What about an original sound whose shape is already a sinusoid? When one tries to apply Fourier's theorem to a sinusoid, the result is that has a single harmonic of the same frequency as the original sinusoid, to be sure. (Note that Fourier's theorem does not say that all waveshapes must have several harmonics, but rather that any waveshape can be obtained as a superposition of a number of sinusoids, which might happen to be only one—as a matter of fact this is the case for a sinusoid!) The fact that each sine wave has a single frequency is the reason why sine waves are also called pure tones.

The description of the sine waves which compose a given sound is called the spectrum of the sound. The spectrum of sound is important for several reasons. First, because it allows a description of sound waves which is closely related to the effect of different devices and physical modifiers of sound. In other words, if one knows the spectrum of a given sound, one can find out how it will be affected by, say, the absorptive properties of a thick carpet. The same is not true if one only knows its wave shape.

Second, spectrum is important also because the auditory perception of sound is predominantly spectral in nature. In other words, before performing any further processing of the auditory signal our ears breake the incoming sound into its frequency components, i.e., the sine waves which, according to Fourier's theorem, form that sound. That is the reason why whith a little practice one can easily guess the notes which make up a chord.

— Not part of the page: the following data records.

PR #2568, opened 2026-07-21
Add onboarding walkthrough to the workspace-creating page

pseay-imbue:
While a workspace is being created, the loading page now teaches how the system works instead of showing rotating tips.

- The progress bar moves to a slim strip at the top (stage caption + collapsible logs stay with it); the rest of the screen is a three-step walkthrough with Previous/Next.
- Step 1 (minds icon): the laptop as an access terminal for an AI operating system, with an interactive demo tab-space and a theme-color picker that restyles the demo live (demo only; not persisted).
- Step 2 (latchkey icon): credentials are encrypted and stored locally, never visible to agents, plus a scrolling carousel of connectable services sourced from the bundled latchkey services catalog (vendored simple-icons brand SVGs, CC0; monogram fallback for services without one).
- Step 3: the full picture -- computer + latchkey connected over an encrypted tunnel to the workspace machine, with copy adapting to local vs cloud workspaces. The server graphic fills in lockstep with the top progress bar.
- No more auto-redirect: when creation is done and the user has seen all steps, a Begin button appears and enters the workspace with a zoom animation.

Notes:
- No latchkey icon asset exists in the repo, so the latchkey tile is a key glyph drawn in the minds-icon style -- swap in the real asset when available.
- Manually verified in a browser (light + dark, all steps, color demo, ready/Begin flow).


weishi-imbue:
Development has moved to the private repository; this PR was recreated there as imbue-ai/mngr-internal#53 from the same branch. This public repository is now a read-only mirror.

pseay-imbue:
Continuing on imbue-ai/mngr-internal#95 — development has moved; this mirror is read-only, so PRs cannot merge here.

PR #2572, opened 2026-07-22
mngr_ttyd: refit the terminal on websocket reconnect in the vendored client

gnguralnick:
## Summary

Fixes the minds desktop client's intermittent terminal-tab reflow/size bugs at two layers of the stack. The companion system_interface change is in default-workspace-template (imbue-ai/default-workspace-template#310).

**1. `mngr_ttyd`: refit on websocket reconnect (commit d235bcf38d).** The ttyd web client disposes all of its listeners -- including its only refit trigger, `window resize -> fitAddon.fit()` -- on every websocket close, and re-registers them only when the reconnect completes. Any resize landing in the disconnect window is lost; the reconnect handshake then sizes the new PTY to the stale `terminal.cols/rows` and nothing re-measures afterwards. Terminal websockets in the desktop client traverse the latchkey forward and drop intermittently (observed close code 1006), which is why the bug only reproduces there and not against a direct tunnel. A second source patch (`scripts/ttyd_reconnect_refit.patch`) makes the client re-measure on reconnect before the size handshake; `resources/ttyd_index.html.gz` is rebuilt with it.

**2. `mngr`: converge the agent-window fit hook on the live client size (commit c61b7b5e71).** The agent tmux window is pinned `window-size manual` (the anti-birth-collapse policy) and refit by the client-attached/client-resized hooks running `sigwinch_panes.sh fit` with hook-fire-captured geometry. A resize burst fires many overlapping backgrounded instances, and whichever `resize-window` landed last could pin the window at a stale intermediate size -- seen as a dot-filled unused region / partial-width claude TUI that nothing corrects (reproduced live: window 151 cols vs client 158 after a tab reveal). Fit mode now reads the session's current client size at act time and re-fits again after its settle delay, converging regardless of instance ordering.

## Root-cause evidence

- Instrumented the real Electron client over CDP: on every reflow miss, resize events reached the iframe with correct geometry but the fit addon was never invoked (listeners disposed); a later manual `term.fit()` always healed it.
- Deterministic repros for both layers: (a) force a socket close (`tmux detach-client`) and drag the sash during the reconnect window -> cols stayed stale indefinitely without the fix; (b) reveal a hidden terminal tab / rapid sash drags -> tmux window pinned at a stale intermediate size without the fix.

## Test plan

- `just test-quick libs/mngr_ttyd`: 78 passed, 0 failed.
- `just test-quick libs/mngr/imbue/mngr/api/test_connect.py`: 5 passed, 0 failed (includes a new regression test that attaches a real client through a pre-sized pty and invokes the script with stale arguments).
- Verified in the real desktop client against a staging workspace: forced-reconnect repro passes on both agent and persistent terminals (server-side PTY size confirmed via tmux); 280 tab-switch+drag iterations with 0 client-side misses; 22 reveal+drag-burst iterations with 0 tmux window/client mismatches (pre-fix this diverged within 1 iteration).


weishi-imbue:
Development has moved to the private repository; this PR was recreated there as imbue-ai/mngr-internal#55 from the same branch. This public repository is now a read-only mirror.

gnguralnick:
Continuing on imbue-ai/mngr-internal#115 — development has moved; this mirror is read-only, so PRs cannot merge here.

PR #2576, opened 2026-07-22
minds: default error reporting on during alpha, collapse to a single consent flag

gnguralnick:
## What

During the alpha, minds now reports unexpected errors (with logs) to Imbue by default, and this can no longer be turned off in the app.

- **One flag.** Collapse `include_error_logs` out of existence everywhere. A single `report_unexpected_errors` setting now gates both whether automatic reports are sent and whether their log/traceback attachments are uploaded — so a report always carries full diagnostics. This spans the shared Sentry lib (`imbue_common` `setup_sentry` / `submit_manual_bug_report`), the `mngr latchkey forward` daemon consent contract (`mngr_latchkey` `ForwardSentryConsent`), the minds backend, and the Electron main process.
- **Default on.** `report_unexpected_errors` defaults to `True` (backend `MindsConfig` + the Electron `sentry.js` mirror). The flag is retained so reporting can be made opt-out-able again after the alpha.
- **Informational screens, no opt-out.** The first-launch consent screen and the Settings "Error reporting" section are now informational notices (single acknowledge button / static text). The `/_chrome/error-reporting` endpoint is removed. The `/help` bug-report form drops its logs checkbox, and the backend-down error takeover drops its "Include recent logs" checkbox.
- **App diagnostics always included.** Bug reports now always include app diagnostics (app version, signed-in accounts, the list of workspaces, host/system info — never workspace contents); the `/help` form drops that checkbox too. Per-workspace details and remote access stay opt-in.
- **Honest, privacy-clear copy.** All three surfaces note that reports include diagnostic details that may identify the user (e.g. their signed-in account email), and that **"Imbue will never look into your workspaces without your consent."** Verified against a real Sentry event: manual reports carry `signed_in_account_emails`, an email-bearing `provider_name`, and the OS username in every path — so an anonymity claim would have been false.
- **Migration.** A one-time startup migration (guarded by a persisted `alpha_error_reporting_migrated` marker so it runs at most once per install) flips installs that previously opted out back on and re-shows the notice, so reporting is uniformly on during the alpha. The marker keeps it forward-compatible with reintroducing opt-out after the alpha: a later explicit opt-out must not be flipped back on at the next startup.

## Screenshots

First-launch notice (informational, no opt-out):

First-launch error-reporting notice

Settings → Error reporting (informational):

Settings error-reporting section

Bug-report form (logs + app diagnostics always attached; remote access opt-in):

Bug-report form

## Test plan

- Updated unit tests across `imbue_common`, `mngr_latchkey`, and minds (config, sentry utils, templates, desktop client).
- Ran locally (all green): imbue_common sentry (29), mngr_latchkey sentry (12), minds config/utils/templates + desktop client (342 in the latest round).
- `ruff`, `ruff format --check`, `ty check` clean; Electron JS passes `node --check`.
- Screenshots captured via Playwright against the JinjaX-rendered pages with the compiled Tailwind sheet.
- Acceptance suite runs in CI.


weishi-imbue:
Development has moved to the private repository; this PR was recreated there as imbue-ai/mngr-internal#56 from the same branch. This public repository is now a read-only mirror.

gnguralnick:
Continuing on imbue-ai/mngr-internal#106 — development has moved; this mirror is read-only, so PRs cannot merge here.

PR #2582, opened 2026-07-22
minds: point undeployed-env and missing-psql failures at their fix

gnguralnick:
## What

Two `minds` startup/deploy failures now explain how to fix themselves instead of surfacing a cryptic error. Both were hit in practice while bringing up a fresh dev env.

### App/`minds run` startup: missing client config
The `--config-file` option no longer uses `click.Path(exists=True, ...)`, which produced a raw `Invalid value for '--config-file': File ... does not exist` with no guidance. Validation moves into a small extracted helper `_resolve_client_config_path`, which raises a `ClickException` that:
- distinguishes "no env activated" (`None`) from "config file set but missing",
- for the missing case, explains that a dev env's `client.toml` is only written by a successful deploy, and gives the exact `minds env activate --deploy <name>` + `minds env deploy` commands.

This is the common first-run wedge: `minds env activate --create <name>` mkdirs the env root and exports `MINDS_CLIENT_CONFIG_PATH`, but `client.toml` doesn't exist until a deploy runs, so the app (which inherits that path) failed opaquely.

### `minds env deploy`: `psql` not on PATH (macOS)
The "psql binary not on PATH" guidance — shared by `migrations.py` and `neon_db.py` via a single new `PSQL_INSTALL_GUIDANCE` constant (previously duplicated) — now covers macOS correctly. Homebrew's `libpq` is **keg-only**, so `brew install libpq` succeeds but leaves `psql` off PATH. The old message implied the install was sufficient; it now says to add it explicitly:
```
export PATH="$(brew --prefix libpq)/bin:$PATH"
```

## Tests
- New unit tests for `_resolve_client_config_path` (existing file returns path; `None` → activation guidance; set-but-missing → deploy guidance): 3 passed.
- `ruff check`, `ruff format`, and `ty check` clean on the changed files.
- psql-guidance strings are not separately tested (per repo convention, no string-constant tests).

### DIFF
--- a/apps/minds/changelog/gabriel-minds-config-and-psql-guidance.md
+++ b/apps/minds/changelog/gabriel-minds-config-and-psql-guidance.md
@@ -1,0 +1,5 @@
+Two startup / deploy failures now explain how to fix themselves instead of surfacing a cryptic error.
+
+When `minds run` (including the desktop app, which passes the activated env's config path) is pointed at a client config file that does not exist, it no longer dies with a raw `Invalid value for '--config-file': File ... does not exist`. It now reports that the file is missing and, for a dev env, that its `client.toml` is only written by a successful deploy -- with the exact `minds env activate --deploy <name>` + `minds env deploy` commands to run. This is the common first-run wedge: activating a dev env with `--create` but never deploying it.
+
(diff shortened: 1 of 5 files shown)


weishi-imbue:
Development has moved to the private repository; this PR was recreated there as imbue-ai/mngr-internal#61 from the same branch. This public repository is now a read-only mirror.

gnguralnick:
Continuing on imbue-ai/mngr-internal#114 — development has moved; this mirror is read-only, so PRs cannot merge here.

PR #2589, opened 2026-07-23
Stream kanpan board refreshes for instant, incremental updates

qi-imbue:
## What

Makes `mngr kanpan` refreshes feel fast. Instead of blocking the whole board on the slowest data source (the GitHub PR/CI fetch), kanpan now lists the agents, paints the board immediately, and fills in each column the moment its data source returns.

## How

- `stream_board_snapshot` / `stream_local_snapshot` (fetcher.py) run in a background thread and `post` a progressively more complete `FetchUpdate` onto a queue as each data source finishes. The urwid main loop drains the queue each poll tick and re-renders (`_launch_refresh` / `_poll_refresh_completion` / `_apply_stream_updates` / `_finalize_refresh` in tui.py).
- The initial paint is **seeded from the last-known cached values** (rendered stale by their age), so agents stay in their previous PR sections and only update in place when fresh data lands — the board no longer collapses to a flat list on every refresh.
- Once every source has reported, a fresh value fully governs its column (a stale seeded value it does not reproduce is dropped), so the final board is byte-for-byte what the old all-at-once fetch produced. There's an acceptance test asserting stream-final == batch.
- This subsumes the old local-refresh `_carry_forward_fields`: a local-only refresh simply runs no remote source, so PR/CI keys are never reclaimed and their seeded values persist. That function and its tests are removed.
- Batch and streaming source runs now share one `_compute_source_safely` helper — a single point where a misbehaving data source is caught.

## Testing

- `just test-quick libs/mngr_kanpan` (unit + integration, non-tmux): 478 passed.
- `test_fetcher_acceptance.py` (real agents via local provider): 17 passed, including 6 new streaming tests (base-before-source, seed-then-replace, seed-drop, stream==batch parity, local carry-forward).
- New tui unit tests for the drain/apply/finalize path.
- Manual tmux smoke test of the live TUI: board paints immediately, stays populated in its sections mid-refresh (footer shows `Refreshing`), settles to `Refreshed just now`.
- `vet` (agentic): no issues.

### DIFF
--- a/libs/mngr_kanpan/changelog/mngr-fast-kanpan.md
+++ b/libs/mngr_kanpan/changelog/mngr-fast-kanpan.md
@@ -1,0 +1,5 @@
+Kanpan refreshes now stream in: instead of waiting for the slowest data source (the GitHub PR/CI fetch) before the board updates, kanpan lists the agents, paints the board immediately, and then fills in each column the moment its data source returns.
+
+To keep the board from visibly reshuffling on every refresh, the initial paint is seeded from the last known values (rendered greyed-out as stale), so each agent stays in its previous section until fresh data lands and updates it in place. The first refresh of a session, which has no cached values yet, simply shows the agent list and fills in as sources return.
+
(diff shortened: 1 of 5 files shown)


weishi-imbue:
Development has moved to the private repository; this PR was recreated there as imbue-ai/mngr-internal#63 from the same branch. This public repository is now a read-only mirror.

PR #2590, opened 2026-07-23
Use an impersonating dispatch curl in minds' latchkey gateway

qi-imbue:
## What

Lets the minds latchkey gateway make Chrome-impersonating requests **on demand**. A caller whose request carries the marker header `X-Imbue-Impersonate:` gets Chrome TLS impersonation (to clear Cloudflare-style fingerprinting); every other request — and all of latchkey's own credential checks — pass through to the system curl unchanged.

Rather than repointing `LATCHKEY_CURL` at the impersonator directly (which would break callers that need a real curl), minds bundles the **dispatch curl** from the datalib release (imbue-ai/datalib#97, released as **v0.22.0**) and runs *that* as `LATCHKEY_CURL`. The dispatch curl routes on the marker header to either the Chrome-impersonating curl (a sibling in the same dir) or the system curl.

## Changes

**Local gateway**
- `scripts/download-binaries.js` fetches the datalib `curl-<triple>.tar.gz` (macOS arm64, Linux x86_64; SHA256-verified, pinned to `v0.22.0`) into `resources/curl/`. On platforms datalib doesn't build it for (macOS x86_64, Windows) it's a loud no-op and latchkey uses the system curl.
- `scripts/ensure-binaries.js` lists the dispatch curl in `REQUIRED` (gated on the supported platforms) so dev `pnpm start` fetches it too.
- `electron/paths.js` + `electron/backend.js` expose the two bundled binaries (`latchkey-curl-dispatch`, `latchkey-curl-impersonate`) and set `LATCHKEY_CURL` to the dispatch curl on the minds backend env — guarded on **both** binaries existing (the dispatch curl finds the impersonator as a sibling, so no second env var is needed). This propagates via `os.environ` inheritance to the minds process's own latchkey calls, the detached `mngr latchkey forward` supervisor, and the gateway subprocess it spawns.

**Outer-host (VPS) gateway** (`libs/mngr_latchkey`)
- `remote_gateway.py` best-effort installs the dispatch curl + impersonator from the datalib `v0.22.0` release during provisioning (non-fatal — a fetch failure never breaks provisioning), and the gateway run script exports `LATCHKEY_CURL` pointing at the dispatch curl only when both binaries are present, falling back to the system curl otherwise.

In every skip/fallback case latchkey uses the system curl exactly as before, so existing callers and credential checks are unaffected.

## Signature design

The marker is a value-less, namespaced header (`-H "X-Imbue-Impersonate:"`). On a real curl this is a header *removal* of a header curl never sends — a genuine no-op on the wire — so the signature is invisible even if it reaches a non-dispatch curl. Only the dispatch curl gives it meaning.

## Testing

- The pin is verified end-to-end: `downloadLatchkeyCurl` fetches the real `v0.22.0` tarball, the pinned SHA256 matches, and both binaries extract into `resources/curl/`.
- `libs/mngr_latchkey` remote_gateway tests pass (34), including coverage for the VPS install block and the guarded run-script export; the generated VPS scripts pass `sh -n` and `dash -n`.
- `ty` clean on the changed Python; JS syntax-checked.

Depends on imbue-ai/datalib#97 (merged; released as v0.22.0).


weishi-imbue:
Development has moved to the private repository; this PR was recreated there as imbue-ai/mngr-internal#64 from the same branch. This public repository is now a read-only mirror.

qi-imbue:
Development moved to the internal repo; retargeted to imbue-ai/mngr-internal#89 (the six commits squashed into one). Closing here.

What about aperiodic sounds' spectra? Fourier's theorem can be extended to the case of aperiodic sounds. Aperiodic sounds may be as simple as bell-like sounds, or as complex as the so-called white noise (the noise captured by an FM receiver when there is no signal nor carrier). In the first case, we can manage to obtain a series of discrete (i.e., separate) frequencies even if their frequencies will no longer be integer multiples of anything. We might have for instance 100 Hz, 143.3 Hz, 227.1 Hz, 631.02 Hz. In the second case, we have—all frequencies! This is what is called a continuous spectrum.

 

Sound Intensity

Why are some sounds louder than others? There are many reasons, but the main one is traceable to the amplitude of sound waves. The amplitude of a sound wave is the maximum excess pressure of the sound wave in each cycle. In the case of noise, the amplitud may be continuously changing, and it is customary to compute some sort of average. There are several approaches to the analysis of loudness, which may be found in the accompanying document on Sound Levels.